20240046677. TEXT BLOCK SEGMENTATION simplified abstract (INTERNATIONAL BUSINESS MACHINES CORPORATION)
Contents
TEXT BLOCK SEGMENTATION
Organization Name
INTERNATIONAL BUSINESS MACHINES CORPORATION
Inventor(s)
Hai Cheng Wang of Beijing (CN)
Rajesh M. Desai of San Jose CA (US)
TEXT BLOCK SEGMENTATION - A simplified explanation of the abstract
This abstract first appeared for US patent application 20240046677 titled 'TEXT BLOCK SEGMENTATION
Simplified Explanation
The computer-implemented method described in the patent application involves segmenting text blocks based on a comparison of semantic information and predefined types of text block segmentation patterns. The method includes determining a segmentation pattern, calculating a degree of confidence in the size of the segmented text block, and determining if the size is non-optimal based on a predetermined threshold.
- The method segments text blocks based on semantic information and predefined patterns.
- It calculates a degree of confidence in the size of the segmented text block.
- It determines if the size of the segmented text block is non-optimal.
- The method utilizes a graph to indicate the types of text block segmentation patterns.
- Semantic entities associated with the segmented text block are compared with semantic entities indicated by leaf nodes stemming from a non-leaf node in the graph.
- The method aims to improve the accuracy of text block segmentation.
Potential Applications:
- Text analysis and processing in various industries such as legal, finance, and healthcare.
- Document management systems to enhance organization and retrieval of information.

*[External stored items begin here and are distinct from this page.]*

PR #1187, opened 2022-05-23
Version Header

zishanmirza:
This patch validates the version header.

Fixes DDS-1260 and DDS-1261.

# Description

Please include the following in this section

- [x] Summary of the changes and the related issue
- [ ] Relevant motivation and context
- [ ] Any dependencies that are required for this change

Fixes # (issue)

## Type of change

- [ ] Bug fix (non-breaking change which fixes an issue)
- [X] New feature (non-breaking change which adds functionality)
- [ ] Breaking change (fix or feature that would cause existing functionality to not work as expected)
- [ ] This change requires a documentation update

# Checklist:

Please delete options that are not relevant.

- [X] Rebase/merge the branch which this PR is made to

## Formatting and documentation

- [ ] I have added a row in the [changelog](../CHANGELOG.md)
- [X] The code follows the style guidelines of this project: Black / Prettier formatting
- [X] I have performed a self-review of my code
- [ ] I have commented my code, particularly in hard-to-understand areas
- [ ] I have made corresponding changes to the documentation
- [X] My changes generate no new warnings

## Tests

- [X] I have added tests that prove my fix is effective or that my feature works
- [X] New and existing unit tests pass locally with my changes

<a href="https://gitpod.io/#https://github.com/ScilifelabDataCentre/dds_web/pull/1187"></a>


dds_web/__init__.py
```diff
@@ -185,6 +185,20 @@ def create_app(testing=False, database_uri=None):
             # Simplifies testing as we don't test the session protection anyway
             login_manager.session_protection = "basic"
 
+        @app.after_request
```
inaod568, line 188: We want to check the version before the request and this checks it after the request has been made and the API is returning a response.

inaod568: So in this case something could be executed even though it shouldn't be because the version is incorrect

inaod568 (approved):

dds_web/__init__.py
inaod568, line 188: We want to check the version before any code is executed, so we should change this. Otherwise the request is made, something is executed and then when the response is being returned the version is checked

PR #1190, opened 2022-05-30
Save usage per project in db (new table added)

valyo:
New table "usage" for monthly records of the projects usage.
Added functionality to the cron job monthly_usage for making the db records. 

Please include the following in this section

- [x] Summary of the changes and the related issue
- [ ] Relevant motivation and context
- [ ] Any dependencies that are required for this change

Fixes # DDS-1288

## Type of change

- [ ] Bug fix (non-breaking change which fixes an issue)
- [x] New feature (non-breaking change which adds functionality)
- [ ] Breaking change (fix or feature that would cause existing functionality to not work as expected)
- [ ] This change requires a documentation update

# Checklist:

Please delete options that are not relevant.

- [ ] Any dependent changes have been merged and published in downstream modules
- [x] Rebase/merge the branch which this PR is made to
- [ ] Changes to the database schema: A new migration is included in the PR

## Formatting and documentation

- [ ] I have added a row in the [changelog](../CHANGELOG.md)
- [x] The code follows the style guidelines of this project: Black / Prettier formatting
- [x] I have performed a self-review of my code
- [x] I have commented my code, particularly in hard-to-understand areas
- [ ] I have made corresponding changes to the documentation
- [x] My changes generate no new warnings

## Tests

- [ ] I have added tests that prove my fix is effective or that my feature works
- [x] New and existing unit tests pass locally with my changes

<a href="https://gitpod.io/#https://github.com/ScilifelabDataCentre/dds_web/pull/1190"></a>


dds_web/scheduled_tasks.py
```diff
@@ -242,8 +242,42 @@ def monthly_usage():
             scheduler.app.logger.info(usage)
 
         scheduler.app.logger.debug("Task: Projects usage from database")
+        # a mock for a unit with two projects with some usage in bhours
+        usage_data_mock = {
```
inaod568, line 246: Seems like this is unused - is this intentional?

dds_web/scheduled_tasks.py
```diff
@@ -242,8 +242,42 @@ def monthly_usage():
...
+                "Unit cost": 342,
+            },
+        }
+
+        # go through units and projects in the database and
+        # construct a usage and cost data dictionary
+        usage_data = {}
         try:
             for unit in db.session.query(models.Unit).with_for_update().all():
+                usage_data[unit.safespring_name] = {}
```
inaod568, line 278: Maybe we can remove the for loop above now and use that code in this for loop instead?
```suggestion
                # Get info from safespring / sunet (replace with e.g. api call later)
                safespring_data[unit.safespring_name] = {
                    "TotalBytes": 434595434499,
                    "TotalBytesRounded": 1434614451200,
                    "TotalEntries": 10333,
                }
                usage = f"Total usage in cloud for unit {unit.name} ({unit.safespring_name}): {safespring_data[unit.safespring_name]['TotalBytes']}"
                scheduler.app.logger.info(usage)

                # Calculate usage per project and total in db
                usage_data[unit.safespring_name] = {}
```

dds_web/scheduled_tasks.py
```diff
@@ -254,14 +288,41 @@ def monthly_usage():
                     )
                     .with_for_update()
                 ):
-                    proj_bhours, proj_cost = UserProjects.project_usage(project)
+                    usage_data[unit.safespring_name][project.id] = {}
+                    proj_bhours, proj_cost = UserProjects.project_usage(project=project)
```
inaod568, line 292:
```suggestion

                    # Calculate project usage
                    proj_bhours, proj_cost = UserProjects.project_usage(project=project)
```

dds_web/scheduled_tasks.py
```diff
@@ -254,14 +288,41 @@ def monthly_usage():
...
                     scheduler.app.logger.info(
                         "Current total usage for project %s is %s bhours, and total cost is %s kr",
-                        project.public_id,
+                        project.id,
                         proj_bhours,
                         proj_cost,
                     )
+                    usage_data[unit.safespring_name][project.id]["usage"] = proj_bhours
```
inaod568, line 299:
```suggestion

                    # Save project usage 
                    usage_data[unit.safespring_name][project.id]["usage"] = proj_bhours
```

dds_web/scheduled_tasks.py
```diff
@@ -254,14 +288,41 @@ def monthly_usage():
...
+                    usage_data[unit.safespring_name][project.id]["cost"] = proj_cost
+                    unit_usage += proj_bhours
```
inaod568, line 301:
```suggestion

                    # Increase total usage
                    unit_usage += proj_bhours
```

dds_web/scheduled_tasks.py
```diff
@@ -254,14 +288,41 @@ def monthly_usage():
...
+                    unit_cost += proj_cost
+                usage_data[unit.safespring_name]["Unit usage"] = unit_usage
```
inaod568, line 303:
```suggestion

                # Save total usage
                usage_data[unit.safespring_name]["Unit usage"] = unit_usage
```

dds_web/scheduled_tasks.py
```diff
@@ -254,14 +288,41 @@ def monthly_usage():
...
+            if data["Unit usage"] != 0:
+                scheduler.app.logger.info(f'Total usage for unit {unit} is: {data["Unit usage"]}')
+                for project, pdata in data.items():
+                    if isinstance(project, int):
+                        new_record = models.Usage(
+                            project_id=project,
+                            usage=pdata["usage"],
+                            cost=pdata["cost"],
+                            time_collected=current_time(),
+                        )
```
inaod568, line 321: I'm thinking we could move this to the previous for loop and just create the usage row after the calculation of the usage? Instead of doing another iteration through the items and saving to a dict

dds_web/scheduled_tasks.py
valyo: it is intended for easier testing by only changing line 311

valyo:
All the suggestions are good, but since I am working with the same code in the next task, we either have to make those changes here and merge, or I can implement them in the next one directly and then we can discard this PR(we mentioned this during the morning meeting). 
The second option will be less interaction/work for you, I think.

dds_web/scheduled_tasks.py
inaod568: Yeah, I agree

dds_web/scheduled_tasks.py
inaod568: Ah ok, fair enough. Could you comment it out and add a comment about this too? There's a risk that someone at some point removes it otherwise because the variable is unused.

dds_web/scheduled_tasks.py
```diff
@@ -225,7 +225,7 @@ def monthly_usage():
     from dds_web import db
     from dds_web.database import models
     from dds_web.api.project import UserProjects
-    from dds_web.utils import page_query
+    from dds_web.utils import current_time, page_query
 
     with scheduler.app.app_context():
         # a mock dict with data that should be obtained from Safesprig's API
```
inaod568, line 231: Leave the `safespring_data` variable as it is, but you can remove lines 233-242 since the code is present in the for loops below now. 
`unit.safespring_name` on line 247 also needs to change since it's outside of a loop and `unit` is undefined (not caught until the above is removed)

dds_web/scheduled_tasks.py
inaod568: Also, I think you can remove the `usage_data` parts now since you're saving the info to the db straight away anyway and increasing the total usage, so `usage_data` is not needed.

valyo: Yes, I was thinking about this already yesterday; it is used only for the percentages calculation, and this is something we can do by querying the DB in the billing job.

valyo:
I cleaned up all the unnecessary stuff so that this job does only what it is supposed to do.

inaod568:
Ok! I'll review again now 👍🏻

inaod568 (approved):
Looks good!

PR #1298, opened 2022-10-10
Update maintenance migration and change init-db command

inaod568:
https://github.com/ScilifelabDataCentre/dds_web/pull/1296

<a href="https://gitpod.io/#https://github.com/ScilifelabDataCentre/dds_web/pull/1298"></a>


inaod568:
@talavis It didn't work. Do I need to create a new migration? I thought I could just edit it but that doesn't seem to work. But having a migration with only adding a row to the maintenance table doesn't feel great.

PR #433, opened 2022-08-31
Remove `dThreshMLD` validation from mixedLayerDepth AM

xylar:
As of https://github.com/E3SM-Project/E3SM/pull/5099, this variable is no longer part of the AM and is instead part of the main MPAS-Ocean code.


xylar:
@mark-petersen, I think a review by inspection is sufficient in this case.  I have been seeing failures in the `analysis_test` test case in the `pr` test suite when I compare with the latest E3SM `master` because this variable is no longer available in either the baseline or the branch I'm comparing it against.

mark-petersen (approved):
Yes, this makes sense because that variable was removed from the output. Thanks!

xylar:
Thanks @mark-petersen!

PR #436, opened 2022-10-12
Remove `--exclusive` flag from slurm steps

xylar:
This is causing compass to hang in interactive jobs


xylar:
@sbrus89, you have already been testing with this change, so you can approve by inspection if you like.

sbrus89 (approved):
Approved, this is the exact change I've been testing with and it fixes the hanging issue.

PR #438, opened 2022-10-20
Drop compass_ prefix from job script names

xylar:
This prefix makes things harder to find and tab complete, and doesn't add any clarity since it is always obvious that each job script is a compass job script.


xylar:
@matthewhoffman, @mark-petersen, @sbrus89, @cbegeman and @trhille, as frequent compass users, I'm just making you aware of this small change.  It's been annoying me for awhile.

- Natural language processing applications for improved understanding and extraction of text content.
Problems Solved:
- Inaccurate or suboptimal text block segmentation in automated systems.
- Difficulty in accurately determining the size and boundaries of text blocks.
- Challenges in extracting meaningful information from unstructured text.
Benefits:
- Improved accuracy in segmenting text blocks based on semantic information.
- Enhanced efficiency in text analysis and processing.
- Better organization and retrieval of information from documents.
- Increased understanding and extraction of relevant content from unstructured text.
Original Abstract Submitted
a computer-implemented method for text block segmentation includes determining a first text block segmentation pattern utilized to generate a segmented text block based, at least in part, on a comparison of semantic information associated with the segmented text block and a plurality of predefined types of text block segmentation patterns indicated by a graph; calculating a first degree of confidence in a size of the segmented text block based, at least in part, on comparing semantic entities associated with the segmented text block with semantic entities indicated by leaf nodes stemming from a first non-leaf node included in the graph and representative of the first type of text block segmentation pattern; and determining that the size of the segmented text block is non-optimal based on the calculated degree of confidence in the size of the segmented text block being below a predetermined threshold.